Serra Sant’Abbondio è un borgo molto piccolo – meno di mille abitanti – che però mantiene un’identità storica e culturale molto forte. Il luogo simbolo di Serra Sant’Abbondio, meta di turisti e di pellegrini, è l’eremo benedettino di Fonte Avellana, fondato nel 982 alle pendici boscose del Catria, a conferma della sacralità ancestrale di questo luogo. Affidato oggi a sei monaci che vestono abiti laici, seguendo la regola di «andar fra la gente vestiti come la gente», viene citato nella Divina Commedia (Paradiso, canto XXI) da Dante Alighieri, il quale sembra che ne sia stato anche ospite. I monaci organizzano visite guidate in alcuni dei magnifici spazi interni, come lo Scriptorium, la sala del Capitolo, il chiostro, la chiesa e la cripta. Dal 2007 è visitabile anche il giardino botanico.

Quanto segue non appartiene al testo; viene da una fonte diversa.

PR #1975, opened 2026-01-08
fix: update vimeo regex to support private video hashes (#1956)

### LINKED ISSUE #1956: Private Vimeo videos don't load the video player
In the edit lesson section, when I add any public video URL from Vimeo, the video player is rendered immediately. But when I try to add a private video link, it does not render.

Private videos are usually like this:
https://vimeo.com/[videoId]/[hash]

Looking forward to your help in resolving the issue.

hasnainpatil:
### Description
Fixes #1956

**The Problem:**
Private Vimeo videos use a URL format like `vimeo.com/12345/abcde` (where `abcde` is the privacy hash). The previous regex only captured the numeric ID (`12345`) and ignored the hash. Consequently, the embed player URL was missing the required `?h=hash` parameter, causing private videos to fail to load.

**The Fix:**
- Updated the Vimeo regex in `getEditorTools` to capture the optional hash segment (Group 2).
- Updated the ID extraction logic to append `?h={hash}` to the video ID if a hash is detected.

### Verification
Verified the regex logic against standard Vimeo URL formats:
- Public URL: `vimeo.com/123456` → Returns `123456`
- Private URL: `vimeo.com/123456/abcde` → Returns `123456?h=abcde`

### DIFF
--- a/lms/locale/hu.po
+++ b/lms/locale/hu.po
@@ -3,7 +3,7 @@ msgstr ""
 "Project-Id-Version: frappe\n"
 "Report-Msgid-Bugs-To: jannat@frappe.io\n"
 "POT-Creation-Date: 2025-12-19 16:05+0000\n"
-"PO-Revision-Date: 2026-01-06 14:31\n"
+"PO-Revision-Date: 2026-01-07 14:33\n"
 "Last-Translator: jannat@frappe.io\n"
 "Language-Team: Hungarian\n"
 "MIME-Version: 1.0\n"
@@ -357,7 +357,7 @@ msgstr ""
 #: lms/lms/doctype/lms_course/lms_course.json
 #: lms/lms/doctype/lms_payment/lms_payment.json
 msgid "Amount"
-msgstr ""
+msgstr "Összeg"
 
 #. Label of the amount_usd (Currency) field in DocType 'LMS Batch'
 #. Label of the amount_usd (Currency) field in DocType 'LMS Course'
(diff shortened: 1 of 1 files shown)


shxrif:
@hasnainpatil can u share a video for this pr to get approved 

u can find a private video link of vimeo on the OG issue 

also if u can add the  regex part to remove this tracking "?fl=ip&fe=ec" from vimeo url

hasnainpatil:
@shxrif Thanks for the review!

I have updated the code (commit `ef89c42`) to use the regex: 
`/(?:http[s]?:\/\/)?(?:www\.)?vimeo\.com\/(\d+)(?:\/([a-zA-Z0-9]+))?(?:\?.*)?/`

This explicitly captures the ID and Hash, while safely consuming and discarding any tracking parameters (like `?fl=ip`) so they don't dangle in the UI.

### Verification Video
Since I cannot run the full server locally, I built a **JS test harness** to verify the regex logic specifically against the tracking URLs mentioned in the issue.

https://github.com/user-attachments/assets/f50ad4b1-7924-4a02-8f47-5054e8d7cfdc



**Results shown in video:**
* **Input:** `https://vimeo.com/1148902333/7afbb00b14?fl=ip&fe=ec` (Original Problematic URL which @omagarr reported)
* **Output:** `https://player.vimeo.com/video/1148902333?h=7afbb00b14` (Clean Player URL)

The parser now handles both standard links and private links with tracking params correctly.

pateljannat:
@hasnainpatil can you please test this with both public and private videos on the actual Lesson Form in Learning. I tried at my end and private videos are not working.

Screenshot 2026-01-14 at 7 18 27 PM

shxrif:
> @hasnainpatil can you please test this with both public and private videos on the actual Lesson Form in Learning. I tried at my end and private videos are not working.
> 
> Screenshot 2026-01-14 at 7 18 27 PM

same at my end too the regex takes the private links works nicely but idk whats happening under the hood

pateljannat:
Closing due to inactivity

Il monte Catria non è solo il luogo in cui si perpetua la tradizione del maggio. È una montagna carsica come il vicino monte Nerone, ricca di grotte e forre. Piccoli anfratti non ancora accessibili ai turisti, ma molto noti fra gli speleologi (del resto le grotte di Frasassi non sono lontane). L’acqua che scende da queste montagne “porose” è particolarmente ricca di sali minerali e, dicono gli esperti, diventa un ingrediente fondamentale per fare una birra di qualità. Una bevanda che nella tradizione nordeuropea è sacra, mentre per i Romani, che preferivano il vino, era considerata “roba da barbari”. Anche in questo Serra Sant’Abbondio rende omaggio alle sue radici: è infatti capofila dell’associazione “Marche di birra”, che comprende 19 birrifici artigianali nella regione. Il borgo che rivendica il titolo di Capitale dell’alogastronomia (dal termine “ale” con cui si indicano le birre ad alta fermentazione) è invece Apecchio, ai piedi del monte Nerone. Apecchio ospita importanti birrifici artigianali – Collesi, Amarcord, Venere, Michimash... – , è capofila dell’associazione nazionale “Città della Birra” e promotrice delle Strade della Birra della Regione Marche.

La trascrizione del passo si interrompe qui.